Supported pretreatments are listed below. Some pretreatments accept parameters, which are listed below the name of the pretreatment.

  • remove_nulls: Remove rows with null values in the metric column
  • remove_indefinites: Remove rows with null or infinite values in the metric column
  • censor_highest_values: Removes the highest fraction of rows in the metric column.
    • fraction: Fraction of rows to remove. Defaults to 1 - 1e-5.
  • log: Log-transforms the metric column.
    • base: Base of the logarithm. Defaults to 10.0.
  • zero_fill: Replace null values in the metric column with zero.

Available statistics#

Statistics that Jetstream knows about are listed below. Some statistics accept parameters, which are listed below the name of the statistic.

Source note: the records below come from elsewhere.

Issue #1936, opened 2020-01-24
Add default value for __typeName in generated Kotlin model objects


edenman:
```
  data class MyEntity(
    val __typename: String,
    val id: Int
  )
```
For creating mock response objects, it would be helpful to not have to specify the `__typename`, especially since Fragments are now verifying the `__typename` when parsing the json.  Any chance we could update the codegen to give a default value for this field?  I'm happy to do the PR if this would be acceptable

martinbonnin:
I bumped into that as well. I was using `POSSIBLE_TYPES[0]` but this is not available in 1.3.0 anymore.

sav007:
@martinbonnin is there any other use case where you used `POSSIBLE_TYPES `?

martinbonnin:
Creating mock objects was the only use case where I used `POSSIBLE_TYPES`. It felt a bit like a hack so I don't mind too much seeing it go away but having a way to get the `__typename` of a model would be nice.

edenman:
How would folks feel about just removing it from the constructor entirely? Doesn’t seem like you’d ever actually want to pass in a different value

sav007:
We can't just remove it as it heavily used in normalized cache. But we can definitely make it optional.

tasomaniac:
I think @edenman meant removing only from the constructor. It would still stay as a property and would be part of de/serialization.

edenman:
(finally updated and wanted to say my mock mode implementation thanks you for this change!)

PR #1944, opened 2020-01-26
Generate default value for __typename field

sav007:
Closes https://github.com/apollographql/apollo-android/issues/1936

### DIFF
--- a/apollo-compiler/src/test/graphql/com/example/arguments_complex/TestQuery.kt
+++ b/apollo-compiler/src/test/graphql/com/example/arguments_complex/TestQuery.kt
@@ -71,7 +71,7 @@ data class TestQuery(
   override fun parse(source: BufferedSource): Response<Data> = parse(source, DEFAULT)
 
   data class HeroWithReview(
-    val __typename: String,
+    val __typename: String = "Human",
     /**
      * What this human calls themselves
      */
--- a/apollo-compiler/src/main/kotlin/com/apollographql/apollo/compiler/ast/builder/FragmentTypeBuilder.kt
+++ b/apollo-compiler/src/main/kotlin/com/apollographql/apollo/compiler/ast/builder/FragmentTypeBuilder.kt
@@ -11,7 +11,7 @@ import com.apollographql.apollo.compiler.ir.FragmentRef
 internal fun Fragment.ast(context: Context): ObjectType {
   val typeRef = context.registerObjectType(
       name = fragmentName.capitalize().escapeKotlinReservedWord(),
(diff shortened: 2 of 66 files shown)


apollo-compiler/src/test/graphql/com/example/arguments_complex/TestQuery.kt
```diff
@@ -71,7 +71,7 @@ data class TestQuery(
   override fun parse(source: BufferedSource): Response<Data> = parse(source, DEFAULT)
 
   data class HeroWithReview(
-    val __typename: String,
+    val __typename: String = "Human",
```
tasomaniac: This is not supposed to be changed right? What about moving it out from the constructor and keep it as a field.

martinbonnin: Apparently this is still required for the cache: https://github.com/apollographql/apollo-android/issues/1936#issuecomment-578431702

I wonder if this is a technical limitation or if, for the same generated model, there's a use case for passing different values ? Maybe with inheritance ?

martinbonnin:
Looks good to me, thanks!
One question: would this be needed for java codegen as well or is there another way to do it in java ?

edenman:
1) I would definitely prefer the value just be removed from the constructor entirely, and just hardcode the value in the codegen.  During deserialization from json you could still confirm that the `__typename` is there in the json and that it has the expected value, and throw an exception if it's different?
2) This could certainly be done in Java too if we take this approach.  Harder to do if we want to keep it part of the constructor, would just have to be a constructor overload that omits that parameter.

Let me know if I can help!

apollo-compiler/src/test/graphql/com/example/arguments_complex/TestQuery.kt
sav007: It can be different. Right now the default value is taken from the definition of GraphQL schema type. But in case of interface the real value for `__typename` depends on the returned instance.
For example having this query:
```
query {
  hero {
    __typename
    name
  }
}
```

Object `hero` is defined as  `Character` in GraphQL schema. So default value will be `"Character"`. But at runtime it can be one of  possible types `Human` or `Droid` https://github.com/apollographql/apollo-android/blob/master/apollo-compiler/src/test/graphql/schema.json#L637.

sav007:
@edenman pls see my comment above why it can't be removed from the constructor.

I will make changes to the Java code gen as well.

edenman:
Ah. Makes sense, thanks!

  • binomial: Binomial outcome with bootstrapped CIs for differences between branches
  • bootstrap_mean: Mean with bootstrapped confidence intervals. Removes the top 0.001% of values by default.
    • num_samples: Number of bootstrap samples to compute. Defaults to 10,000.
    • drop_highest: Fraction of highest samples to drop. Defaults to 1e-4.
  • count: A count of rows
  • deciles: Bootstrapped confidence intervals for differences between branches at deciles
    • num_samples: Number of bootstrap samples to compute. Defaults to 10,000.
  • empirical_cdf: A sampled eCDF of each branch's distribution for a metric. Parameters are:
    • log_space: Whether the CDF should be sampled at geometric (instead of linear) intervals (default: false)
    • grid_size: Number of samples (default: 256)
  • kernel_density_estimate: A sampled KDE of each branch's distribution for a metric. Parameters are:

How do I implement a statistic?#

Statistics are defined in code at https://github.com/mozilla/jetstream/blob/main/jetstream/statistics.py.

Statistics should inherit from and implement the interface described by the abstract Statistic base class.

Most statistics only need to implement the transform method, which accepts a DataFrame representing a single analysis window, a metric label describing the name of the column to analyze, and a branch label representing a reference branch, and returns a StatisticResultCollection.

A StatisticResultCollection is a wrapper around a StatisticResult. The meaning of the values on a StatisticResult is elaborated in the statistics table schema documentation.